Before I go on about Sept. 11, let me first mention that, back in 1992 I had watched the Rodney King riots on TV. I think that was the first time I can consciously remember being frightened by something that was happening real-time on TV before. I was living in Louisiana, with my Grandmother (the same one whose house I helped pack up in 2000), and sat alone in her living room glued to the set. I was outraged at the injustice of the rioters and I was deeply grieved that the police officers that were on trial were not going to pay for what they had done. But there was a feeling of loneliness and isolation that night – one that until September 11, 2001 – had been an isolated moment in my life. Think I’m going to end this post here, because if I don’t, I fear I may drift into commentary that I may regret.

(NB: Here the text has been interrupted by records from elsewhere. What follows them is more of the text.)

PR #1308, opened 2023-06-26
Upgrade to new mypy

itamarst:
Fixes https://tahoe-lafs.org/trac/tahoe-lafs/ticket/4035
Fixes https://tahoe-lafs.org/trac/tahoe-lafs/ticket/3622

### DIFF
--- a/src/allmydata/frontends/sftpd.py
+++ b/src/allmydata/frontends/sftpd.py
@@ -1925,7 +1925,11 @@ class FakeTransport(object):
     def loseConnection(self):
         logmsg("FakeTransport.loseConnection()", level=NOISY)
 
-    # getPeer and getHost can just raise errors, since we don't know what to return
+    def getHost(self):
+        pass
+
+    def getPeer(self):
+        pass
 
 
 @implementer(ISession)
@@ -1990,15 +1994,18 @@ class Dispatcher(object):
     def __init__(self, client):
         self._client = client
 
-    def requestAvatar(self, avatarID, mind, interface):
+    def requestAvatar(self, avatarId, mind, *interfaces):
+        [interface] = interfaces
         _assert(interface == IConchUser, interface=interface)
-        rootnode = self._client.create_node_from_uri(avatarID.rootcap)
-        handler = SFTPUserHandler(self._client, rootnode, avatarID.username)
+        rootnode = self._client.create_node_from_uri(avatarId.rootcap)
+        handler = SFTPUserHandler(self._client, rootnode, avatarId.username)
         return (interface, handler, handler.logout)
 
 
 class SFTPServer(service.MultiService):
-    name = "frontend:sftp"
+    # The type in Twisted for services is wrong in 22.10...
+    # https://github.com/twisted/twisted/issues/10135
+    name = "frontend:sftp"  # type: ignore[assignment]
 
     def __init__(self, client, accountfile,
                  sftp_portstr, pubkey_file, privkey_file):
--- a/src/allmydata/frontends/sftpd.py
+++ b/src/allmydata/frontends/sftpd.py
@@ -1926,10 +1926,10 @@ class FakeTransport(object):
         logmsg("FakeTransport.loseConnection()", level=NOISY)
 
     def getHost(self):
-        pass
+        raise NotImplementedError()
 
     def getPeer(self):
-        pass
+        raise NotImplementedError()
 
 
 @implementer(ISession)
--- a/src/allmydata/interfaces.py
+++ b/src/allmydata/interfaces.py
@@ -493,47 +493,6 @@ class IStorageBroker(Interface):
         @return: unicode nickname, or None
         """
 
-    # methods moved from IntroducerClient, need review
-    def get_all_connections():
-        """Return a frozenset of (nodeid, service_name, rref) tuples, one for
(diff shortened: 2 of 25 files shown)


src/allmydata/frontends/sftpd.py
```diff
@@ -1925,7 +1925,11 @@ def writeSequence(self, data):
     def loseConnection(self):
         logmsg("FakeTransport.loseConnection()", level=NOISY)
 
-    # getPeer and getHost can just raise errors, since we don't know what to return
+    def getHost(self):
+        pass
+
+    def getPeer(self):
+        pass
```
exarkun, line 1932: Should we go with ... `raise NotImplementedError()` or something similar here?  I doubt any code was relying on an exception coming out of these before but .... :shrug:

src/allmydata/interfaces.py
```diff
@@ -493,47 +498,6 @@ def get_nickname_for_serverid(serverid):
...
-        """Return a frozenset of (nodeid, service_name, rref) tuples, one
-        for each active connection that provides the given SERVICE_NAME."""
-
-    def get_permuted_peers(service_name, key):
-        """Returns an ordered list of (peerid, rref) tuples, selecting from
-        the connections that provide SERVICE_NAME, using a hash-based
-        permutation keyed by KEY. This randomizes the service list in a
-        repeatable way, to distribute load over many peers.
-        """
-
```
exarkun, line 536: Neat!

src/allmydata/interfaces.py
```diff
@@ -551,16 +515,6 @@ class IServer(IDisplayableServer):
...
-    def get_rref():
-        """Obsolete.  Use ``get_storage_server`` instead.
-
-        Once a server is connected, I return a RemoteReference.
-        Before a server is connected for the first time, I return None.
-
-        Note that the rref I return will start producing DeadReferenceErrors
-        once the connection is lost.
-        """
-
```
exarkun, line 563: :partying_face:

src/allmydata/storage/http_common.py
```diff
@@ -23,7 +23,7 @@ def get_content_type(headers: Headers) -> Optional[str]:
 
     Returns ``None`` if no content-type was set.
     """
-    values = headers.getRawHeaders("content-type") or [None]
+    values = headers.getRawHeaders("content-type", [None]) or [None]
```
exarkun, line 26: Oh my, a real bug fix?  Great!

src/allmydata/test/cli/test_invite.py
```diff
@@ -102,18 +102,24 @@ def send_messages(wormhole: IWormhole, messages: Sequence[JSONable]) -> None:
...
     Run two asynchronous functions concurrently and asynchronously return a
     tuple of both their results.
     """
-    return defer.gatherResults([
+    result = defer.gatherResults([
         defer.Deferred.fromCoroutine(client()),
         defer.Deferred.fromCoroutine(server()),
-    ])
-
+    ]).addCallback(tuple)  # type: ignore
```
exarkun, line 121: The mypy error I see here is:

```
src/allmydata/test/cli/test_invite.py:118:34: error: Argument 1 to "gatherResults" has incompatible type "List[object]"; expected
"Iterable[Deferred[<nothing>]]"  [arg-type]
        result = defer.gatherResults([
                                     ^
```

But I can't figure out why.  `client` and `server` obvious return a type that unifies with the element type of the `Iterable` `gatherResults` accepts...

Any ideas?

tox.ini
```diff
@@ -121,20 +121,18 @@ commands =
 
 [testenv:typechecks]
 basepython = python3
-skip_install = True
 deps =
-    mypy
-    mypy-zope
+    mypy==1.3.0
+    # When 0.9.2 comes out it will work with 1.3, it's just unreleased at the moment...
+    git+https://github.com/shoobx/mypy-zope
```
exarkun, line 127: We could pin a revision here so it doesn't break when they commit something that breaks compatibility with mypy 1.3.0.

I will say, to close, that I can’t imagine the pain and loss of having lost a relative to a terrorist attack. Or the fear of being caught in a building that is going to fall down. I’ve been to the top of the World Trade Center – I know how tall those buildings were, and I know what it symbolized to New York. Unimaginable fear. It also symbolized to me personal fear that I’ve not felt very often in my life. I live a relatively safe life. I have friends and relatives that love me and will protect me. I live in a safe neighborhood and don’t have any fear of gun fights breaking out or of gang wars going on. I drive through one of the most impoverished communities of all of Illinois every day but don’t have fear of violence. I count myself lucky and I count myself as blessed. But my heart does go out to all of the people who were victims of 9/11. My life has moved on, but yours never will. I pay that you have found peace in the terror that you were part of.